Collected data:
PR #933, opened 2018-05-11
Fix bug in bleve's zap stored command, formatting

abhinavdangeti:
+ Handle the _id field special case
+ Format the output for better readability

### DIFF
--- a/cmd/bleve/cmd/zap/dict.go
+++ b/cmd/bleve/cmd/zap/dict.go
@@ -45,8 +45,8 @@ var dictCmd = &cobra.Command{
 		vellumLen, read := binary.Uvarint(data[addr : addr+binary.MaxVarintLen64])
 		fmt.Printf("vellum length: %d\n", vellumLen)
 		fstBytes := data[addr+uint64(read) : addr+uint64(read)+vellumLen]
-		fmt.Printf("raw vellum data % x\n", fstBytes)
-		fmt.Printf("dictionary:\n\n")
+		fmt.Printf("raw vellum data:\n % x\n", fstBytes)
+		fmt.Printf("dictionary:\n")
 		if fstBytes != nil {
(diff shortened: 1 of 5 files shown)


cmd/bleve/cmd/zap/dict.go
```diff
@@ -45,8 +45,8 @@ var dictCmd = &cobra.Command{
 		vellumLen, read := binary.Uvarint(data[addr : addr+binary.MaxVarintLen64])
 		fmt.Printf("vellum length: %d\n", vellumLen)
 		fstBytes := data[addr+uint64(read) : addr+uint64(read)+vellumLen]
-		fmt.Printf("raw vellum data % x\n", fstBytes)
-		fmt.Printf("dictionary:\n\n")
+		fmt.Printf("raw vellum data:\n % x\n", fstBytes)
```
steveyen: this was there before, but feels like an extra space in the "% x" is wrong?

cmd/bleve/cmd/zap/explore.go
```diff
@@ -46,7 +46,7 @@ var exploreCmd = &cobra.Command{
 		vellumLen, read := binary.Uvarint(data[addr : addr+binary.MaxVarintLen64])
 		fmt.Printf("vellum length: %d\n", vellumLen)
 		fstBytes := data[addr+uint64(read) : addr+uint64(read)+vellumLen]
-		fmt.Printf("raw vellum data % x\n", fstBytes)
+		fmt.Printf("raw vellum data:\n % x\n", fstBytes)
```
steveyen: (looks like same here)

mschoch:
% x is by design to put spaces between each byte value, not a typo

steveyen:
> % x is by design to put spaces between each byte value, not a typo

cool - learned something new.

looks good to me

• _What is required_: Filter the records above for the string "steveyen" and copy each matching line.

• _Answer section_:
steveyen: this was there before, but feels like an extra space in the "% x" is wrong?
steveyen: (looks like same here)
steveyen:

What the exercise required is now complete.